Stored items
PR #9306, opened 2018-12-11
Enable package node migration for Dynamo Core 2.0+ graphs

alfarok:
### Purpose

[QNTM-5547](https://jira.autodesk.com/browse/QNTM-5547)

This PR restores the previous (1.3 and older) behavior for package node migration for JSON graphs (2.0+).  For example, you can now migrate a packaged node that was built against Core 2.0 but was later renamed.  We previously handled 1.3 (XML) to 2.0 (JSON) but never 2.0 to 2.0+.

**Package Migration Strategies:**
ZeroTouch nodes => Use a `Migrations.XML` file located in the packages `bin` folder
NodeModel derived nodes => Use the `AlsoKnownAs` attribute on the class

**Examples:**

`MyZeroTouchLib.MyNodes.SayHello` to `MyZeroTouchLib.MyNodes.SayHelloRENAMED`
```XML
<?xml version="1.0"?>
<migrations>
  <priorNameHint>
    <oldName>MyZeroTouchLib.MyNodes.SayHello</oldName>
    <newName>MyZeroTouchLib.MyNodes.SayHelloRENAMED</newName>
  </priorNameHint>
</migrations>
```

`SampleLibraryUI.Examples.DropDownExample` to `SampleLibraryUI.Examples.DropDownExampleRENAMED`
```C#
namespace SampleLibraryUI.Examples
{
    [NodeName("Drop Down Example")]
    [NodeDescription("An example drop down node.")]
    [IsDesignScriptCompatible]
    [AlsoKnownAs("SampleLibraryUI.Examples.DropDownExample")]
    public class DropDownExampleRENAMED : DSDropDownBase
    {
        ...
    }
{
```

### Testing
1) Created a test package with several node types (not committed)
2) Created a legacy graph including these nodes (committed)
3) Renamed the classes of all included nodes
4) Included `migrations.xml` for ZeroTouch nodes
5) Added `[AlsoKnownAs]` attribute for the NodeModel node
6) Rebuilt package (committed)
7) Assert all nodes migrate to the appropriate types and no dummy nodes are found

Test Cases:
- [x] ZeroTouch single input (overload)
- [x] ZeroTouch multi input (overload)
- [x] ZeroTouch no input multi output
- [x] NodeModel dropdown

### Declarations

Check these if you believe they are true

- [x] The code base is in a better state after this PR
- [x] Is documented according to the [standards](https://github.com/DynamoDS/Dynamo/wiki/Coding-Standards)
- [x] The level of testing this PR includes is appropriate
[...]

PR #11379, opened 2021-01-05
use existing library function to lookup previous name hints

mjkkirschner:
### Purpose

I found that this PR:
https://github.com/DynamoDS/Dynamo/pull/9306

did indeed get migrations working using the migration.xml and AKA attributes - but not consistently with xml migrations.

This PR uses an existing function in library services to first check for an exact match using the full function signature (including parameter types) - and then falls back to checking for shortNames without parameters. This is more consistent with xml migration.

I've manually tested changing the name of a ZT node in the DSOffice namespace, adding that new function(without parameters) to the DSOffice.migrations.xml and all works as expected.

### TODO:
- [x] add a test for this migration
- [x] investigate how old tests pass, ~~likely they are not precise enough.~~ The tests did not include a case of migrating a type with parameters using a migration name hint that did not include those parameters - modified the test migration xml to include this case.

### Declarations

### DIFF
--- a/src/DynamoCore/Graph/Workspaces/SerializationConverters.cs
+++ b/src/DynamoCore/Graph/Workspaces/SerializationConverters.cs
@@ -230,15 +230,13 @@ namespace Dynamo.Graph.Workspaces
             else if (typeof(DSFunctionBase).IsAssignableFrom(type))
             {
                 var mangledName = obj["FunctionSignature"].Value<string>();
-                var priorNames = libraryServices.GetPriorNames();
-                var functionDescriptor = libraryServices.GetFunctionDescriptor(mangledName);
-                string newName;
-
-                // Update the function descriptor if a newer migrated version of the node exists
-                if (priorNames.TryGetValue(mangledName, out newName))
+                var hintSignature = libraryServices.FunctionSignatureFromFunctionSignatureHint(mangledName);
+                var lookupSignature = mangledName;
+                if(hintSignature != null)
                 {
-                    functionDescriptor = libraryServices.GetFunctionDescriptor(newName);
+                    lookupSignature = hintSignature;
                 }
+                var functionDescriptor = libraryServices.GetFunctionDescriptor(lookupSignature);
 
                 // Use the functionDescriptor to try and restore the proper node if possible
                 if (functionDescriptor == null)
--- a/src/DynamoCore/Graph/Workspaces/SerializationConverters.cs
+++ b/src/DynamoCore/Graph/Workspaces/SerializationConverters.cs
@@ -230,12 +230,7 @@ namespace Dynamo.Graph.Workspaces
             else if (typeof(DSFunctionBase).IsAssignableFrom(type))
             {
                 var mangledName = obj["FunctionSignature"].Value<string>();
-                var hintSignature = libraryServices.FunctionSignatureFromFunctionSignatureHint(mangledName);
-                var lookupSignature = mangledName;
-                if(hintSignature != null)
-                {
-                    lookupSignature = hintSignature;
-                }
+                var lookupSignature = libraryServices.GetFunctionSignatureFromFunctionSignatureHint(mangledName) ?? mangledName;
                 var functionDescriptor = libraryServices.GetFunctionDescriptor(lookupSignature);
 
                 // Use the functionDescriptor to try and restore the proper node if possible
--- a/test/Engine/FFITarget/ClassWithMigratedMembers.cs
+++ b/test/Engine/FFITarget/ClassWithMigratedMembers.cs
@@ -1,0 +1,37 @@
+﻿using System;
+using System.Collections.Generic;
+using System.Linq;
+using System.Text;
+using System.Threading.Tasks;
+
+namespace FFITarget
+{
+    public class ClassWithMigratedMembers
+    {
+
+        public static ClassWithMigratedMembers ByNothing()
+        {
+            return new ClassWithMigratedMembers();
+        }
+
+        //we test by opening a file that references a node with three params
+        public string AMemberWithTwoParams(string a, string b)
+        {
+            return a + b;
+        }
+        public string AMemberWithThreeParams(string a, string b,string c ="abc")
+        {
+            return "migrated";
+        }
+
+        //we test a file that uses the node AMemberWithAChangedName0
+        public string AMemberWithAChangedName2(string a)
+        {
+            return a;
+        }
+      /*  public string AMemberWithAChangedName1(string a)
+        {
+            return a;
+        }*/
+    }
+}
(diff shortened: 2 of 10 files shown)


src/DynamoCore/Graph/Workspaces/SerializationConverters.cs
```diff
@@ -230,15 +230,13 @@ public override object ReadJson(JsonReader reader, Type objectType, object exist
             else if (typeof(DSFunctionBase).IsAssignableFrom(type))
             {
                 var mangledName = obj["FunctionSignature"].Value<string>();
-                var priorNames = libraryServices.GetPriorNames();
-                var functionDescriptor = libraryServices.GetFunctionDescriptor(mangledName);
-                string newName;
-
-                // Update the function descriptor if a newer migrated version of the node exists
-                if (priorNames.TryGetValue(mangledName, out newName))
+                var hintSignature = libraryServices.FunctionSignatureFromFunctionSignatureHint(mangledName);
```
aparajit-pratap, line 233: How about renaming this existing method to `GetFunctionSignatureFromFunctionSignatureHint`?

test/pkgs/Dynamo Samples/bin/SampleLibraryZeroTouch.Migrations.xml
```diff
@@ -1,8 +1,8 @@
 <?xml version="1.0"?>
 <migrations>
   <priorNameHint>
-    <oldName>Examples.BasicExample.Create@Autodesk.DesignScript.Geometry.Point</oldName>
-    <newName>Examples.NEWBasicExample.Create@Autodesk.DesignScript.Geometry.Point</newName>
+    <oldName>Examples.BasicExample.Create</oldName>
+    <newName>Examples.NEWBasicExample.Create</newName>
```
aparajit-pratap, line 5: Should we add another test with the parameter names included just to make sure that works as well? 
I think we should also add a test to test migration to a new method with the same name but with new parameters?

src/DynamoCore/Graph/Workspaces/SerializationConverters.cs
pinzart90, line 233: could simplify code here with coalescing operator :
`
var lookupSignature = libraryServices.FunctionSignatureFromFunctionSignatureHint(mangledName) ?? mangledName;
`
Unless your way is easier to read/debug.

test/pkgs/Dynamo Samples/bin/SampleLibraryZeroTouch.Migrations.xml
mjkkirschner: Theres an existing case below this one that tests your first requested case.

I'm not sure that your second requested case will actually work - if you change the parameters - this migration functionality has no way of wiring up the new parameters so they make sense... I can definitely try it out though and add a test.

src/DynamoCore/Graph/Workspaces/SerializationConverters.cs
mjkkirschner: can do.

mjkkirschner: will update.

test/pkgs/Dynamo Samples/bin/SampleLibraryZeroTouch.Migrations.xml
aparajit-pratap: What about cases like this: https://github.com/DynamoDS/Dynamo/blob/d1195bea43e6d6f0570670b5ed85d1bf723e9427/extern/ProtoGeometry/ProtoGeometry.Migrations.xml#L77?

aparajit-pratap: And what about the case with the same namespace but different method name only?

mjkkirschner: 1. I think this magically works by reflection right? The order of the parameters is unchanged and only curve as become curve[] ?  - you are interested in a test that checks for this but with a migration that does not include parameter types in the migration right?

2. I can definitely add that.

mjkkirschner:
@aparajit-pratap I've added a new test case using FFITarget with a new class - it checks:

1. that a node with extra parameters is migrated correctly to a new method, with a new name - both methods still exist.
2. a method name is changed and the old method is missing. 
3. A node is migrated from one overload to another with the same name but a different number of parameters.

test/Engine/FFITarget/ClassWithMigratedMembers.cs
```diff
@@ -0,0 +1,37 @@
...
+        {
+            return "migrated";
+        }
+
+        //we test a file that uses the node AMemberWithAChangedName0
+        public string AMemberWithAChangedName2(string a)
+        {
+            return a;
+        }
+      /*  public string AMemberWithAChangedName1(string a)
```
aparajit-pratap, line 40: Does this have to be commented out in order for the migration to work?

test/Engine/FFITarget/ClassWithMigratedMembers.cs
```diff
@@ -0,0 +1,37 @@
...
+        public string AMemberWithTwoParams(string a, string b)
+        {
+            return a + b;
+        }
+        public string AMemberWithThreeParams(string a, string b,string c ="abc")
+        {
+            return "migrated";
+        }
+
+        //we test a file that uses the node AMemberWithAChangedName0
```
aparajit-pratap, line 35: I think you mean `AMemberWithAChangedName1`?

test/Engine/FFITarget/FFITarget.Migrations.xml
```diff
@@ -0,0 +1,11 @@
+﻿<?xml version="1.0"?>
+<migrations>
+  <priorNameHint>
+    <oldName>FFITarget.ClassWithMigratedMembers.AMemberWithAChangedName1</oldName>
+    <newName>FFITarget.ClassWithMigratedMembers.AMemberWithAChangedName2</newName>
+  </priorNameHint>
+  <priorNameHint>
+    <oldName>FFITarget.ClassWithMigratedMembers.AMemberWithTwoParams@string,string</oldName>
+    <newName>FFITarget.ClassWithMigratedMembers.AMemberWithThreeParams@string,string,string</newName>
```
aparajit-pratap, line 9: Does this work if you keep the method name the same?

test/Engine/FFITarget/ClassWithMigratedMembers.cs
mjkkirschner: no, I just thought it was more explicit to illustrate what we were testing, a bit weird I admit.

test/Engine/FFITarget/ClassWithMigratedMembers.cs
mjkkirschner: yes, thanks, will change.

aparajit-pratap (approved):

:: PROMPT ::
Both the line containing "I'm not sure" and the line containing "aparajit-pratap: What about" belong in the answer. Print them and every line above that falls between them exactly, and no others.

:: RESPONSE ::
I'm not sure that your second requested case will actually work - if you change the parameters - this migration functionality has no way of wiring up the new parameters so they make sense... I can definitely try it out though and add a test.

src/DynamoCore/Graph/Workspaces/SerializationConverters.cs
mjkkirschner: can do.

mjkkirschner: will update.

test/pkgs/Dynamo Samples/bin/SampleLibraryZeroTouch.Migrations.xml
aparajit-pratap: What about cases like this: https://github.com/DynamoDS/Dynamo/blob/d1195bea43e6d6f0570670b5ed85d1bf723e9427/extern/ProtoGeometry/ProtoGeometry.Migrations.xml#L77?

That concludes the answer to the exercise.